Records supplied
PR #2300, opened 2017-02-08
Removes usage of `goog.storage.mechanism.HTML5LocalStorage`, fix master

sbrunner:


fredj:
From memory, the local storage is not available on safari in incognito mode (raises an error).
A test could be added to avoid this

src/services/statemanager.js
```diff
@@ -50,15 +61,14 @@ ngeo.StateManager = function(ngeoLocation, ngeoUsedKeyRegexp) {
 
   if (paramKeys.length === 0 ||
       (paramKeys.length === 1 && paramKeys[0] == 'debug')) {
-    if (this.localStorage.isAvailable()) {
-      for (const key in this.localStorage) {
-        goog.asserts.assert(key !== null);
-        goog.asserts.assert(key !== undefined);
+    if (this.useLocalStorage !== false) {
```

...

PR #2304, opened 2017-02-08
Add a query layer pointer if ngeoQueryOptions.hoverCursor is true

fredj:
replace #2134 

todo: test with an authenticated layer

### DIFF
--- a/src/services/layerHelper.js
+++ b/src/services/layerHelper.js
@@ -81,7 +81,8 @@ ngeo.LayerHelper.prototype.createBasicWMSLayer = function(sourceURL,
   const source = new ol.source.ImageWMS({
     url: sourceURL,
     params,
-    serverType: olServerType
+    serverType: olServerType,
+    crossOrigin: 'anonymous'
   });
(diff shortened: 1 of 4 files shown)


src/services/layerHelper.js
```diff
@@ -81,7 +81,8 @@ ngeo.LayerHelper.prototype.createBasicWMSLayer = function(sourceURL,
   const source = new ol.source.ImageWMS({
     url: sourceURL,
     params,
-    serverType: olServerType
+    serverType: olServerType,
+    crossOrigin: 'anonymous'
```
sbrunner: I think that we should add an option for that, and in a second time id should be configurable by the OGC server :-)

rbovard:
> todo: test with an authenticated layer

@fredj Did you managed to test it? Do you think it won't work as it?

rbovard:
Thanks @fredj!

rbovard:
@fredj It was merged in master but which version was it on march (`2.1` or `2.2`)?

Goal of the exercise
Only lines holding the string "fredj" are wanted; gather each one from the entries above.

Your response
fredj:
fredj:
@fredj Did you managed to test it? Do you think it won't work as it?
Thanks @fredj!
@fredj It was merged in master but which version was it on march (`2.1` or `2.2`)?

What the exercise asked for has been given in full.